-- EXERCISE DETAILS --
The lines to copy are those in the records below that hold the word "thumbsup".

Data items
------------------------------------------------

Issue #497, opened 2022-03-21
[swaps] Calling `create_pool` with duplicate assets should raise an error


maltekliemann:
Currently, you can do the following without raising an error.

```rust
Swaps::create_pool(
    BOB,
    vec!(ASSET_A, ASSET_A),
    None,
    0,
    ScoringRule::CPMM,
    Some(0),
    Some(vec!(_2, _2)),
);
```

This shouldn't be a problem, given that this is only an internal function, but it should be fixed regardless.

PR #666, opened 2022-06-08
Pool creation should not allow duplicate assets.

vivekvpandya:
This fixes https://github.com/zeitgeistpm/zeitgeist/issues/497

### DIFF
--- a/zrml/swaps/src/lib.rs
+++ b/zrml/swaps/src/lib.rs
@@ -1345,7 +1345,7 @@ mod pallet {
         #[frame_support::transactional]
         fn create_pool(
             who: T::AccountId,
-            mut assets: Vec<Asset<T::MarketId>>,
+            assets: Vec<Asset<T::MarketId>>,
             base_asset: Asset<T::MarketId>,
             market_id: Self::MarketId,
             scoring_rule: ScoringRule,
@@ -1362,12 +1362,11 @@ mod pallet {
             let mut map = BTreeMap::new();
             let mut total_weight = 0;
             let amount_unwrapped = amount.unwrap_or_else(BalanceOf::<T>::zero);
-            // Sort assets for future binary search, for example to check if an asset is included.
-            let sort_assets = assets.as_mut_slice();
-            sort_assets.sort();
-            let has_duplicates = sort_assets
+            let mut sorted_assets = assets.clone();
+            sorted_assets.sort();
+            let has_duplicates = sorted_assets
                 .iter()
-                .zip(sort_assets.iter().skip(1))
+                .zip(sorted_assets.iter().skip(1))
                 .fold(false, |acc, (&x, &y)| acc || x == y);
             ensure!(!has_duplicates, Error::<T>::SomeIdenticalAssets);
 
--- a/zrml/swaps/src/lib.rs
+++ b/zrml/swaps/src/lib.rs
@@ -1406,7 +1406,7 @@ mod pallet {
             }
 
             let pool = Pool {
-                assets,
+                assets: sorted_assets,
                 base_asset,
                 market_id,
                 pool_status: if scoring_rule == ScoringRule::CPMM {
--- a/zrml/swaps/src/lib.rs
+++ b/zrml/swaps/src/lib.rs
@@ -807,6 +807,8 @@ mod pallet {
         /// Tried to create a pool that has more assets than the upper threshhold specified by
         /// a constant.
         TooManyAssets,
+        /// Tried to create a pool with at least two identical assets.
+        SomeIdenticalAssets,
         /// The pool does not support swapping the assets in question.
         UnsupportedTrade,
         /// The outcome asset specified as the winning asset was not found in the pool.
@@ -1360,6 +1362,14 @@ mod pallet {
             let mut map = BTreeMap::new();
             let mut total_weight = 0;
             let amount_unwrapped = amount.unwrap_or_else(BalanceOf::<T>::zero);
+            // Sort assets for future binary search, for example to check if an asset is included.
+            let sort_assets = assets.as_mut_slice();
+            sort_assets.sort();
+            let has_duplicates = sort_assets
+                .iter()
+                .zip(sort_assets.iter().skip(1))
+                .fold(false, |acc, (&x, &y)| acc || x == y);
+            ensure!(!has_duplicates, Error::<T>::SomeIdenticalAssets);
 
             if scoring_rule == ScoringRule::CPMM {
                 ensure!(amount.is_some(), Error::<T>::InvalidAmountArgument);
@@ -1396,9 +1406,6 @@ mod pallet {
                 let _ = T::RikiddoSigmoidFeeMarketEma::create(next_pool_id, rikiddo_instance)?;
             }
 
-            // Sort assets for future binary search, for example to check if an asset is included.
-            let sort_assets = assets.as_mut_slice();
-            sort_assets.sort();
             let pool = Pool {
                 assets,
                 base_asset,
--- a/zrml/swaps/src/tests.rs
+++ b/zrml/swaps/src/tests.rs
@@ -51,6 +51,28 @@ const _105: u128 = 105 * BASE;
 const _1234: u128 = 1234 * BASE;
 const _10000: u128 = 10000 * BASE;
 
+#[test_case(vec![ASSET_A, ASSET_A]; "short vector")]
+#[test_case(vec![ASSET_A, ASSET_B, ASSET_C, ASSET_D, ASSET_E, ASSET_A]; "start and end")]
+#[test_case(vec![ASSET_A, ASSET_B, ASSET_C, ASSET_D, ASSET_E, ASSET_E]; "successive at end")]
+#[test_case(vec![ASSET_A, ASSET_B, ASSET_C, ASSET_A, ASSET_E, ASSET_D]; "start and middle")]
+fn create_pool_fails_with_duplicate_assets(assets: Vec<Asset<<Runtime as Config>::MarketId>>) {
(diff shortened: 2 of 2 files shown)


Chralt98 (changes requested):
I like your solution for finding duplicates, because we need to sort the asset vector anyways. Keep in mind, that this comes with the cost, that the sorting needs to be done earlier as before. But I am okay with that, because it shouldn't be too much work. Please add some more complex test scenarios.

zrml/swaps/src/lib.rs
```diff
@@ -803,6 +803,8 @@ mod pallet {
         /// Tried to create a pool that has more assets than the upper threshhold specified by
         /// a constant.
         TooManyAssets,
+        /// Tried to create a pool that has duplicate assets.
+        DuplicateAssets,
```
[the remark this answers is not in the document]
maltekliemann: I'm more in favor of `DuplicateAssets`. I guess we'll have general discussion about naming errors soon to streamline the naming process.

zrml/swaps/src/lib.rs
```diff
@@ -1353,6 +1355,14 @@ mod pallet {
             let mut map = BTreeMap::new();
             let mut total_weight = 0;
             ensure!(assets.contains(&base_asset), Error::<T>::BaseAssetNotFound);
+            // Sort assets for future binary search, for example to check if an asset is included.
+            let sort_assets = assets.as_mut_slice();
+            sort_assets.sort();
+            let has_dups = sort_assets
+                .iter()
+                .zip(sort_assets.iter().skip(1))
+                .fold(false, |acc, (&x, &y)| acc || x == y);
```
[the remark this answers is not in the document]
maltekliemann: I'd rename `has_dups` into `has_duplicates`. Abbreviations in variable names should generally be avoided.

zrml/swaps/src/tests.rs
```diff
@@ -49,6 +49,24 @@ const _101: u128 = 101 * BASE;
...
+                ASSET_A,
+                0,
+                ScoringRule::CPMM,
+                Some(0),
+                Some(vec!(_2, _2)),
+            ),
+            crate::Error::<Runtime>::DuplicateAssets
+        );
+    });
+}
```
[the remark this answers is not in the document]
maltekliemann: I second this. Using `test_cases`, this should be relatively simple.

maltekliemann (changes requested):
Look fine. :thumbsup:

One more thing: We formulate commit messages in the imperative, so you should use something like "Disallow pool creation with duplicate assets" instead of "Pool creation should not allow duplicate assets."

Chralt98 (changes requested):
Apart from the base asset check I am okay with that. Well done!

zrml/swaps/src/tests.rs
```diff
@@ -51,6 +51,28 @@ const _105: u128 = 105 * BASE;
 const _1234: u128 = 1234 * BASE;
 const _10000: u128 = 10000 * BASE;
 
+#[test_case(vec![ASSET_A, ASSET_A]; "case-1 with duplicate assets")]
+#[test_case(vec![ASSET_A, ASSET_B, ASSET_C, ASSET_D, ASSET_E, ASSET_A]; "case-2 with duplicate assets")]
+#[test_case(vec![ASSET_A, ASSET_B, ASSET_C, ASSET_D, ASSET_E, ASSET_E]; "case-3 with duplicate assets")]
+#[test_case(vec![ASSET_A, ASSET_B, ASSET_C, ASSET_A, ASSET_E, ASSET_D]; "case-4 with duplicate assets")]
+fn pool_creation_fails_with_duplicate_assets(assets: Vec<Asset<<Runtime as Config>::MarketId>>) {
```
maltekliemann, line 58: I usually go by this pattern when naming tests: `{function_under_test}_{behavior_during_test}`

```suggestion
fn create_pool_fails_with_duplicate_assets(assets: Vec<Asset<<Runtime as Config>::MarketId>>) {
```

zrml/swaps/src/tests.rs
```diff
@@ -51,6 +51,28 @@ const _105: u128 = 105 * BASE;
 const _1234: u128 = 1234 * BASE;
 const _10000: u128 = 10000 * BASE;
 
+#[test_case(vec![ASSET_A, ASSET_A]; "case-1 with duplicate assets")]
+#[test_case(vec![ASSET_A, ASSET_B, ASSET_C, ASSET_D, ASSET_E, ASSET_A]; "case-2 with duplicate assets")]
+#[test_case(vec![ASSET_A, ASSET_B, ASSET_C, ASSET_D, ASSET_E, ASSET_E]; "case-3 with duplicate assets")]
+#[test_case(vec![ASSET_A, ASSET_B, ASSET_C, ASSET_A, ASSET_E, ASSET_D]; "case-4 with duplicate assets")]
```
maltekliemann, line 57: Not a big fan of the test names: `"case-{i} with duplicate assets"`. This means that the full test name is `pool_creation_fails_with_duplicate_assets::case_{i}_with_duplicate_assets`. I'd either go with detailed descriptions, or, if you want to go with running numbers, I'd just put `1`, `2`, etc.

```suggestion
#[test_case(vec![ASSET_A, ASSET_A]; "short vector")]
#[test_case(vec![ASSET_A, ASSET_B, ASSET_C, ASSET_D, ASSET_E, ASSET_A]; "start and end")]
#[test_case(vec![ASSET_A, ASSET_B, ASSET_C, ASSET_D, ASSET_E, ASSET_E]; "successive at end")]
#[test_case(vec![ASSET_A, ASSET_B, ASSET_C, ASSET_A, ASSET_E, ASSET_D]; "start and middle")]
```

maltekliemann (changes requested):
Okay, just a very small critique, then we're good to go!

Chralt98 (approved):
Looks pretty to me now.

zrml/swaps/src/tests.rs
```diff
@@ -51,6 +51,28 @@ const _105: u128 = 105 * BASE;
 const _1234: u128 = 1234 * BASE;
 const _10000: u128 = 10000 * BASE;
 
+#[test_case(vec![ASSET_A, ASSET_A]; "short vector")]
+#[test_case(vec![ASSET_A, ASSET_B, ASSET_C, ASSET_D, ASSET_E, ASSET_A]; "start and end")]
+#[test_case(vec![ASSET_A, ASSET_B, ASSET_C, ASSET_D, ASSET_E, ASSET_E]; "successive at end")]
+#[test_case(vec![ASSET_A, ASSET_B, ASSET_C, ASSET_A, ASSET_E, ASSET_D]; "start end middle")]
```
maltekliemann, line 57:
```suggestion
#[test_case(vec![ASSET_A, ASSET_B, ASSET_C, ASSET_A, ASSET_E, ASSET_D]; "start and middle")]
```

maltekliemann (changes requested):

zrml/swaps/src/lib.rs
```diff
@@ -1360,6 +1362,14 @@ mod pallet {
...
             let mut total_weight = 0;
             let amount_unwrapped = amount.unwrap_or_else(BalanceOf::<T>::zero);
+            // Sort assets for future binary search, for example to check if an asset is included.
+            let sort_assets = assets.as_mut_slice();
+            sort_assets.sort();
+            let has_duplicates = sort_assets
+                .iter()
+                .zip(sort_assets.iter().skip(1))
+                .fold(false, |acc, (&x, &y)| acc || x == y);
+            ensure!(!has_duplicates, Error::<T>::SomeIdenticalAssets);
```
maltekliemann, line 1372: Sorry, just noticed another problem. You need to either clone `assets` or put this code blob _after_ the next `if` expression, because the order of `assets` needs to remain unchanged until the weight map is created in case the pool uses CPMM as scoring rule.

For design reasons, I would make `assets` non-mutable and clone it to prevent these types of errors in the future.

zrml/swaps/src/tests.rs
```diff
@@ -51,6 +51,28 @@ const _105: u128 = 105 * BASE;
...
+                ASSET_A,
+                0,
+                ScoringRule::CPMM,
+                Some(0),
+                Some(<Runtime as crate::Config>::MinLiquidity::get()),
+                Some(vec!(_2, _2)),
+            ),
+            crate::Error::<Runtime>::SomeIdenticalAssets
+        );
+    });
```
maltekliemann, line 73: I discovered another style problem here: Calling `create_pool` with these parameters will result in an error even if we don't error on `SomeIdenticalAssets`. For example, `BOB`, doesn't have enough funds, and the number of weights specified don't always match the number of assets.

```suggestion
    ExtBuilder::default().build().execute_with(|| {
        assets.iter().cloned().for_each(|asset| {
            let _ = Currencies::deposit(asset, &BOB, _10000);
        });
        let asset_count = assets.len();
        assert_noop!(
            Swaps::create_pool(
                BOB,
                assets,
                ASSET_A,
                0,
                ScoringRule::CPMM,
                Some(0),
                Some(<Runtime as crate::Config>::MinLiquidity::get()),
                Some(vec![_2; asset_count]),
            ),
            crate::Error::<Runtime>::SomeIdenticalAssets
        );
    });
```

This change isn't _necessary_, but I feel like it's quite sensible.

maltekliemann (changes requested):

zrml/swaps/src/lib.rs
Chralt98: good catch 👍

maltekliemann (changes requested):

maltekliemann (approved):
Cool, great addition! :thumbsup:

------------------------------------------------

-- RESPONSE TO THIS TASK --
Look fine. :thumbsup:
Cool, great addition! :thumbsup:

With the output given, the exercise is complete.